● **WHAT TO PRODUCE**
From the material below, copy every line in which the word "avoid" occurs.

● **DATA SHOWN**
◆ ◆ ◆ ◆
PR #346, opened 2018-03-12
Accept links to articles that have an anchor.

### LINKED ISSUE #344: Links with anchors do not work (at least in StackExchange ZIM files)
For example, in askubuntu.com_en_all_2017-06.zim, go to article A/question/58172/How-to-revert-to-GNOME-Classic-Desktop.html (by searching for "How to revert to GNOME Classic Desktop" for example)
All the first links in this page have an anchor in the URL, like A/answer/15811.html#a15811

These links fail (both in jQuery and ServiceWorker modes), because we try to look for an article "15811.html#a15811", instead of "15811.html"

mossroy:
The anchor has to be removed before passing to the ZIM backend

Fixes #344

### DIFF
--- a/www/js/lib/uiUtil.js
+++ b/www/js/lib/uiUtil.js
@@ -73,14 +73,15 @@ define([], function() {
         link.replaceWith(cssElement);
     }
         
-    var regexpRemoveUrlParameters = new RegExp(/([^\?]+)\?.*$/);
+    var regexpRemoveUrlParameters = new RegExp(/([^?#]+)[?#].*$/);
     
+    /**
+     * Removes parameters and anchors from a URL
+     * @param {type} url
+     * @returns {String} same URL without its parameters and anchors
+     */
     function removeUrlParameters(url) {
-        if (regexpRemoveUrlParameters.test(url)) {
-            return regexpRemoveUrlParameters.exec(url)[1];
-        } else {
-            return url;
-        }
+        return url.replace(regexpRemoveUrlParameters, "$1");
     }
 
     /**
--- a/service-worker.js
+++ b/service-worker.js
@@ -36,7 +36,7 @@ self.addEventListener('activate', function(event) {
     console.log("ServiceWorker activated");
 });
 
-var regexpRemoveUrlParameters = new RegExp(/([^\?]+)\?.*$/);
+var regexpRemoveUrlParameters = new RegExp(/([^?#]+)[?#].*$/);
 
 // This function is duplicated from uiUtil.js
 // because using requirejs would force to add the 'fetch' event listener
@@ -44,12 +44,14 @@ var regexpRemoveUrlParameters = new RegExp(/([^\?]+)\?.*$/);
 // in recent versions of the browsers.
 // Cf https://bugzilla.mozilla.org/show_bug.cgi?id=1181127
 // TODO : find a way to avoid this duplication
+
+/**
+ * Removes parameters and anchors from a URL
+ * @param {type} url
+ * @returns {String} same URL without its parameters and anchors
+ */
 function removeUrlParameters(url) {
-    if (regexpRemoveUrlParameters.test(url)) {
-        return regexpRemoveUrlParameters.exec(url)[1];
-    } else {
-        return url;
-    }
+    return url.replace(regexpRemoveUrlParameters, "$1");
 }
     
 console.log("ServiceWorker startup");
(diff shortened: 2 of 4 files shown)


mossroy:
In ServiceWorker mode, the anchor works naturally (in the sense that the built-in behavior of the browser makes it scroll to the anchor when the target page is displayed).
In jQuery mode, it does not work for now, we would have to implement it ourselves. It's probably possible to make it work, but would involve to pass the anchor parameter in many functions, including in the ZIM backend : I would like to avoid "polluting" the backend with workarounds for the UI

www/js/lib/uiUtil.js
```diff
@@ -74,13 +74,16 @@ define([], function() {
...
+     * @returns {String} same URL without its parameters and anchors
+     */
     function removeUrlParameters(url) {
-        if (regexpRemoveUrlParameters.test(url)) {
-            return regexpRemoveUrlParameters.exec(url)[1];
-        } else {
-            return url;
-        }
+        var urlWithoutParameters = regexpRemoveUrlParameters.test(url) ? url.match(regexpRemoveUrlParameters)[1] : url;
+        return regexpRemoveAnchor.test(urlWithoutParameters) ? urlWithoutParameters.match(regexpRemoveAnchor)[1] : urlWithoutParameters;
```
Jaifroid: @mossroy This all works fine, but it's unnecessarily verbose. You can just do:
```
function removeUrlParameters(url) {
        return url.replace(regexpRemoveUrlParameters, "$1");
}
```
Alternatively, there's no real need to precompile such a simple regex. So you could get rid of the two regexp definitions above this function and here you can just do:
```
function removeUrlParameters(url) {
        return url.replace(/([^?#]+)[?#].*$/, "$1");
}
```
I tested this on Firefox, Edge and FFOS, and it has exactly the same effect as yours. I understand that for readability you may prefer the version with the precompiled regex.

Jaifroid:
@mossroy This is the issue I've found, which is a bit confusing, and may be to do with how Stackexchange links to answers.

On the Philosophy Stackexchange ZIM, in the question "Why does the universe obey scientific laws?" there is a self-anchor, supposedly to an answer on the same page, that looks like this:
```
<p>
    I like <a href="../answer/14355.html#a14355">immortal squish's answer</a>, but I'm going to take it a step further.
</p>
```
On both master and on this branch/PR, that link causes the page to navigate to 14355.html. That's all well and good, but 14355.html is the same page, with the same answer and URL "title=A/answer/14355.html#a14355". Now clicking again on the link to Immortal squish's answer, the page loads again. It seems we haven't (in jQuery mode) recognized this anchor as being on the same page. I'm not sure there's an easy solution to this, as it seems Stackexchange has various redirects to different forms of the URL, which are also redirects in the ZIM, I believe. Anyway, thought I should mention it in case it's at all relevant to this PR, given that you investigated it in relation to Stackexchange.

www/js/lib/uiUtil.js
```diff
@@ -74,13 +74,16 @@ define([], function() {
     }
         
     var regexpRemoveUrlParameters = new RegExp(/([^\?]+)\?.*$/);
+    var regexpRemoveAnchor = new RegExp(/([^#]+)#.*$/);
```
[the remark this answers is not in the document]
mossroy: Great! You're right.

www/js/lib/uiUtil.js
mossroy: I agree. I'll push a commit to use your much better method.
Regarding precompiling the regexp, I did not do a benchmark but I suppose it's worth it as you avoid to recompile it on each function call.

mossroy:
Indeed, in jQuery mode, we currently recognize local anchors only if the src attribute starts with a #. 
In ServiceWorker mode, I thought the problem would not occur (as the browser is able to know by itself if the current URL is the same as the link). But A/answer/14355.html redirects (in the ZIM fashion) to A/question/14355.html, which generates an HTTP redirect, so that the browser is in fact, in the end, on A/question/14355.html page. So the link to A/answer/14355.html is considered as another page, so the page also reloads in ServiceWorker mode. The only difference with jQuery mode is that the page is scrolled to the anchor.

I agree that it's not optimal. On the other hand, it seems to be the same behavior as in the original content : https://philosophy.stackexchange.com/questions/14352/why-does-the-universe-obey-scientific-laws/14355#14355

Except if @dattaz had another opinion on that, I would leave that as it is.

dattaz:
> But A/answer/14355.html redirects (in the ZIM fashion) to A/question/14355.html, which generates an HTTP redirect, so that the browser is in fact, in the end, on A/question/14355.html page.

 A/answer/14355.html redirects (in the ZIM fashion) to A/question/[ID of the question that have answers 14355].html

Anyway if it's works, it's totally ok from me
◆ ◆ ◆ ◆
● **RESULT OF THE EXERCISE**
 // TODO : find a way to avoid this duplication
In jQuery mode, it does not work for now, we would have to implement it ourselves. It's probably possible to make it work, but would involve to pass the anchor parameter in many functions, including in the ZIM backend : I would like to avoid "polluting" the backend with workarounds for the UI
Regarding precompiling the regexp, I did not do a benchmark but I suppose it's worth it as you avoid to recompile it on each function call.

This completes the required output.